30. Juli 2015

Ziele des Bildungsgipfels 2008 erfüllen!

Petition des "Forum Bildungspolitik in Bayern" an Landtagspräsidentin Barbara Stamm am 30.7.2015

 

 

Die folgende Petition richten wir im Namen des Forum Bildungspolitik in Bayern an Sie mit der Bitte um Weiterleitung an den zuständigen Fachausschuss. Bitte informieren Sie uns über den geplanten Termin der Behandlung dieser Petition im Fachausschuss und teilen Sie uns auch die Namen der Berichterstatter/innen vorab mit.

 

Bildungsgipfel 2008

 

„Aufstieg durch Bildung“ – so betitelten die Ministerpräsident/innen der Bundesländer den Bericht zu ihrem Treffen in Dresden 2008, bekannt auch als „Bildungsgipfel“ (Dokument unter: www.bmbf.de/pub/beschluss_bildungsgipfel_dresden.pdf). Gestartet werden sollte eine so genannte Qualifizierungsinitiative.

 

Zu den Zielen gehörte unter anderem, dafür zu sorgen, dass die Herkunft eines Menschen nicht über seinen Erfolg im Bildungssystem entscheidet. Bessere frühkindliche Bildung, kein Abschluss ohne Anschluss und Förderung von Berufsausbildung wurden unter anderem benannt. Bis 2015 sollten diese  Ziele erreicht werden.

 

Wie Stanislaw Tillich, Ministerpräsident des gastgebenden Freistaats Sachsen, in seinem Vorwort zum Abschlussdokument des Treffens hervorhebt, können „nur die jeweiligen Landesregierungen auf die regionalen Gegebenheiten und Bedürfnisse angemessene

 

Antworten geben.“ Bayern hat sich insbesondere bei der Steigerung der Studienanfänger- und der Weiterbildungsbeteiligungsquote entwickelt.
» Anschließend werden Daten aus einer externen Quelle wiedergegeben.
PR #2254, opened 2020-01-28
Fix CI pipeline - #2252

hbokh:
**Changes**:

- `tests/build-and-install-rpms.sh`: add `set -eo pipefail` to fail early; fix Cobbler startup
- Dockerfiles: added missing packages to make builds not fail
- `docs/conf.py`: removed `sphinx.ext.githubpages`
- `Makefile`: shuffled doc section

**Added:**

- `tests/install-rpms.sh `: to test RPMs when they are already build locally

**TODO:**

~Documents build `continuous-documentation/read-the-docs ` will probably still fail.~

### DIFF
--- a/Makefile
+++ b/Makefile
@@ -47,6 +47,8 @@ clean:
 	@rm -rf buildiso
 	@rm -f *.tmp
 	@rm -f *.log
+
+cleandoc:
 	@echo "cleaning: documentation"
 	@cd docs; make clean > /dev/null 2>&1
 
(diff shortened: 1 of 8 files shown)


hbokh:
FYI The temporary DL of the Cheetah package was removed and will break the CentOS7 build in CI.
This is intentional for now.

hbokh:
@SchoolGuy Any clue why is the `continuous-documentation/read-the-docs` is breaking again now, while it was OK at the previous commit?

SchoolGuy:
@hbokh This is fine: https://github.com/readthedocs/readthedocs.org/issues/6554

We cannot wipe the build env because this was done on the PR and not in one we have under control. I will give them feedback in the regarding issue. But we can ignore that for now.

SchoolGuy:
TBH it is not fine but there is nothing we can do about it for now.

SchoolGuy:
Let's merge. Noone seems to object so bring it into master.

PR #2269, opened 2020-02-16
Add Fedora 31 (fc31); remove fc29 (EOL) and fc30

hbokh:
Only support the latest version of Fedora.
This will make room for other distro's and speedup the CI builds on Travis.

Reference: https://en.wikipedia.org/wiki/Fedora_(operating_system)#Releases


watologo1:
Nice, thumbs up!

Dies erkennt das Forum Bildungspolitik in Bayern ausdrücklich an. Dennoch gibt es weiterhin Handlungsbedarf.

Ist-Stand

Im Januar 2015 veröffentlichte Prof. em. Dr. Klaus Klemm im Auftrag des Deutschen Gewerkschaftsbunds (DGB) eine Studie mit dem Titel „Bildungsgipfel-Bilanz 2014“. (Dokument unter: http://www.dgb.de/themen/++co++1849054a-9655-11e4-843b-52540023ef1a) Darin analysiert er (mit Blick auf das Jahr 2014), inwieweit die für 2015 gesteckten Ziele des Bildungsgipfels bis dahin realistisch erreichbar sind.

 

Was die oben genannten Absichten angeht, so erreicht Bayern mit „nur“ 4,5 % Schulabgänger/innen ohne Schulabschluss und 10,3 % Erwachsener ohne Berufsausbildung zwar in etwa die gesteckten Quoten von 4,0 % bzw. 8,5 %. Bei Menschen mit Migrationshintergrund liegen die Zahlen aber weiterhin über den Quoten.

 

Deutlichen Rückstand verzeichnet der Freistaat bei der Quote zur Betreuung Unter-Dreijähriger. Hier war schon für 2013 ein Prozentwert von 35,0 % angepeilt, den Bayern mit 27,1 % im Jahr 2014 deutlich verfehlt.

 

Petitum


Das Forum Bildungspolitik in Bayern fordert, dass der Freistaat verstärkt Bemühungen unternimmt, die Ziele des nationalen Bildungsgipfels von 2008 zu erreichen.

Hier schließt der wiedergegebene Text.